Para entender Fando e Lis - Amanhã Seremos Felizes é necessário um desprendimento
do racional. Há que se deixar levar pelas impressões emocionais e sentimentos.
Só aí então, elaborar um pensamento, verificar resíduos que permitam discussões
e questionamentos. A encenação deixa subjacente o discurso intelectual para ser
ação no presente. Uma montagem realizada para alcançar diversos públicos sem
perder as características de teatro do absurdo.
Falar sobre a concepção do espetáculo
poderia reduzir qualquer interpretação do espectador. Entretanto, pode-se dizer
que a montagem está ancorada sob a ótica do inconsciente, do onírico, do
absurdo. E é nessa dimensão que se encontram as personagens - um mundo
desconfigurado. Nesse cosmos, Fando e Lis
são peregrinos , órfãos e sem abrigo, vagueando perdidos pela estrada
que leva a Tar, acreditando que aí encontrarão finalmente a felicidade - que é
o mesmo que dizer: a revolução que libertará das dores, das amarras, da
violência. Mas eles voltam sempre ao mesmo lugar sem sequer ter a consciência
de que o que os afasta de Tar não é uma distância geográfica, mas essas dores,
amarras e violências. Há que se matar isso para a angústia ter fim. Custa-nos a peregrinação a Tar, e talvez até
desistíssemos dela, não fosse um vago vislumbre que nos guia sussurrando:
"Não desistas, estas sempre à beira de lá chegar." E nunca lá
chegamos, porque, estando lá achamos que Tar é mais além, naquele lugar
inalcançável onde só sabemos que corre um rio e tudo é possível.

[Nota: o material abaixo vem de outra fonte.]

Issue #90, opened 2025-09-02
Write Nuts KNPT deployment manual


jorritspee:
Things to describe:

- Docker image documentation
- Configuration documentation
      - Nuts-node is disabled for now
      - Configure administration directory connection
      - Configure query directory connection
      - Configure root directory connection
- Describe how to make your services discoverable

jorritspee:
Okay, I don't know how this is done normally. It looked a bit messy to me but I am not the target audience. Let's just not change anything until a developer has a strong opinion about it ;-).

PR #105, opened 2025-09-04
#90 deployment guide

Dirklectisch:
I wrote a short deployment guide in which we will document what implementors need to do to start using Nuts Knooppunt.

### DIFF
--- a/DEPLOYMENT.md
+++ b/DEPLOYMENT.md
@@ -3,7 +3,7 @@
 Nuts Knooppunt is provided as a single docker image that should be deployed within a participating organisation's
 network. We will update this guide as we implement the different generic functions.
 
-Knooppunt is available from the Github Container Registry.
+Knooppunt is available from the GitHub Container Registry.
 
 https://github.com/nuts-foundation/nuts-knooppunt/pkgs/container/nuts-knooppunt
 
--- a/DEPLOYMENT.md
+++ b/DEPLOYMENT.md
@@ -21,12 +21,11 @@ providing data according to the mCSD profile.
 A multi tenant HAPI server can be used for hosting both the admin and query directory. We recommend to keep this data
 separate, but you can choose to combine the data in a single tenant if so desired.
 
-The root directory will be the LRZA directory provided by the ministry of health (VWS). During testing Nuts will provide
-an example root directory which is available on this URL:
+The root directory will be the LRZA directory provided by the ministry of health (VWS). During preliminary testing, an example root directory is available on this URL:
 
 https://knooppunt-test.nuts-services.nl/lrza/mcsd
 
-Please notify Nuts if you would like to make a directory discoverable through our example
+Please get in contact if you would like to make your Administration Directory discoverable through our example
 root directory.
 
 For testing purposes your admin directory should be reachable through the public internet. The production scenario aims
--- a/DEPLOYMENT.md
+++ b/DEPLOYMENT.md
@@ -1,0 +1,28 @@
+# Deployment
+
+Nuts Knooppunt is provided as a single docker image that should be deployed within a participating organisations
+network. We will update this guide as we implement the different generic functions.
+
+Knooppunt is available from the Github Container Registry.
+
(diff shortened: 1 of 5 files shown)


DEPLOYMENT.md
```diff
@@ -0,0 +1,35 @@
+# Deployment
+
+Nuts Knooppunt is provided as a single docker image that should be deployed within a participating organisations
+network. We will update this guide as we implement the different generic functions.
+
+Knooppunt is available from the Github Container Registry.
+
+https://github.com/nuts-foundation/nuts-knooppunt/pkgs/container/nuts-knooppunt
+
+Knooppunt embeds a Nuts Node which is disabled by default.
```
reinkrul, line 10:
```suggestion
Knooppunt embeds a Nuts Node which is enabled by default.
```

DEPLOYMENT.md
```diff
@@ -0,0 +1,35 @@
...
+
+## Addressing
+
+To participate in the addressing generic function Knooppunt will need to connect to three different FHIR services
+providing data according to the mCSD profile.
+
+1. A root directory keeping authoritative references to a set of admin directories
+2. An admin directory used to publish data such as endpoints
+3. A query directory where the synchronisation process will place data received from other organisations
```
reinkrul, line 19:
```suggestion
To participate in the addressing generic function Knooppunt will connect to several FHIR APIs to synchronize data, according to the mCSD profile:
- a Root Administration Directory, authoratitive on care organizations and their Administration Directory endpoints,
- Administration Directories of care organizations, discovered through the Root Administration Directory.
- a local Query Directory where the synchronisation process will put data received from other organisations

For your own Knooppunt, you need to:
- provide a FHIR API for the Query Directory
- provide a FHIR API for the Administration Directory, containing your care organization registrations, that other Knooppunt instances can query.
  - You can use the embedded mCSD Admin Editor web application (`/mcsdadmin`) to maintain this directory.
- configure the Root Administration Directory
```

DEPLOYMENT.md
```diff
@@ -0,0 +1,35 @@
...
+The root directory will be the LRZA directory provided by the ministry of health (VWS). During testing Nuts will provide
+an example root directory which is available on this URL:
+
+https://knooppunt-test.nuts-services.nl/lrza/mcsd
+
+Please notify Nuts if you would like to make a directory discoverable through our example
+root directory.
+
+For testing purposes your admin directory should be reachable through the public internet. The production scenario aims
+to utilise mTLS for trusted communication.
```
reinkrul, line 33: I wouldn't say "notify Nuts";

```suggestion
The root directory will be the LRZA directory provided by the ministry of health (VWS). During preliminary testing, an example root directory is available on this URL:

https://knooppunt-test.nuts-services.nl/lrza/mcsd

Please get in contact if you would like to make your Administration Directory discoverable through our example
root directory.

For testing purposes your admin directory should be reachable through the public internet. The production scenario aims
to utilise mTLS for trusted communication.
```

reinkrul (changes requested):

DEPLOYMENT.md
Dirklectisch: We wrote in #90 that it should be disabled by default. But I do see we have configured it to be enabled now. Shouldn't we disable it by default until the implementor decides to use it?

reinkrul: Sure, but we need to change that.

Dirklectisch: Done!

config/knooppunt.yml
```diff
@@ -22,4 +22,4 @@ mcsdadmin:
 # Nuts node configuration  
 nuts:
   # Whether to enable the Nuts node component
-  enabled: true
+  enabled: false
```
reinkrul, line 25: I would just change the default in `DefaultConfig()`, and keep this on `true`, for easier testing

Dirklectisch: Makes sense 🫣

Não somos nem bons nem maus, apenas muito
humanamente inconsciente de nós, dos
outros e do mundo. Adultos-meninos estamos subjulgados pela obscuridade das
pulsações, dos ruídos e silêncios que não nos deixam ouvir o coração. Ao
ouví-lo, talvez se chegue a Tar, talvez uma nova consciência da existência. "O
drama da condição humana advém unicamente da consciência. Obviamente, a
consciência e suas revelações permitem que criemos uma vida melhor para nós
mesmos e para os outros, mas o preço que pagamos por essa vida melhor é alto.
Não é só o preço do risco, do perigo e da dor. É o preço de conhecer o risco, o
perigo e a dor. Pior ainda: é o preço de conhecer o que é o prazer e de
conhecer quando está ausente ou é inacessível." António Damásio - O mistério
da consciência.
Fando e
Lis - Amanhã Seremos Felizes mostra
a ação da força da natureza, um turbilhão incontrolável que determina o
andamento desse intrigante e absurdo enredo carregado de muita simbologia. Uma
produção atenta aos detalhes da representação, do visual, da paisagem sonora,
sem deixar de lado a força da palavra. O processo de ensaio iniciou em outubro
de 2010 e desde lá houve muita pesquisa, debates, dúvidas, resoluções e...
ensaios. É com muito prazer que desejamos um ótimo espetáculo à todos.